It’s been four years since Conor Oberst released a record as Bright Eyes, and, accordingly, there’s a huge amount of material to unpack on the new album, The People’s Key. The record is filled with big ideas about God, Life, Modern Times, Evil, Rastafarianism and a whole other host of topics that seem to demand capital letters.
Hitler is mentioned directly at least five times, and it is postulated that he is a descendant of reptilian aliens that are represented in the Bible by Satan. Seriously. There’s a lot going on.
The busyness of the record seems to be a reflection of the way Oberst thinks about the world. His first line on the album is “I do my best to sleep through the caterwaul” and goes on to delineate all the noise that it’s best to just ignore. On the second song, “Shell Games,” Oberst wails that he doesn’t “want to play” because “it’s a shell game.”
But this doesn’t mean that Oberst has withdrawn from belief altogether. He embraces faith wholeheartedly on the record, especially the improbable choice (for a blue-eyed boy from Nebraska) of Rastafarianism. One of the songs on the record is named “Haile Selassie,” a reference to the Ethiopian emperor turned religious figure.
In the imposing “Firewall” he sings that he “dreamt I was riding on a motorbike, lion of Judah painted on the side.” And on the rocking “Jejeune Stars” he opens by stating that “Every new day is a gift, it’s a song of redemption/ any expression of love is a way to return/ to that place that I think of so often but I never mention/ the one the voice in the back of my head says that I don’t deserve.” This kind of bald religious sentiment is rare from bands whose music Pitchfork deigns worthy of review and Oberst’s courage in stating his beliefs is laudable.
The music itself is typically excellent, a return to indie rock, with the occasional folk or electronic twist. There are also long passages of speech accompanied by music, most of them delivered by Oberst’s Texan friend, Danny Brewer, whose rambling metaphysical visions are reminiscent of John Goodman’s character in “The Big Lebowski.” It is Brewer who posits the aforementioned Hitler thesis, as well as other strange ideas, and it is difficult to know how to digest the things he says; they are very interesting, and will seem to many to be extremely absurd.
The theological ambitions of the record are rescued from ridicule by Oberst’s talents as a songwriter. He makes incredible use of imagery: An exploding star looks like a blood orange, and a room that a woman has recently left smells of burnt sage.
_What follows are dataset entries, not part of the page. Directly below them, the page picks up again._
PR #4400, opened 2023-01-04
Dont fail on batch2 double delivery

jamesagnew:
If we receive the same work chunk notification twice in Batch2, we can fail the second time with a blocking error because the data was already purged.


tadgh (approved):
Looks good to me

He knows how to lament our modern times, as on “Approximate Sunlight” where he sings that we “used to dream of time machines, now it’s said we’re post everything.”
Oberst knows how to mock jaded listeners, as he notes on “Beginner’s Mind” that “the sunshine’s so clich?, just like love and pain.” The People’s Key is a record of fiercely held belief, and while its ideas will put some people off, it is a strange, beautiful, and deeply personal album – a holistic take on existence that is one of the best records of the new year.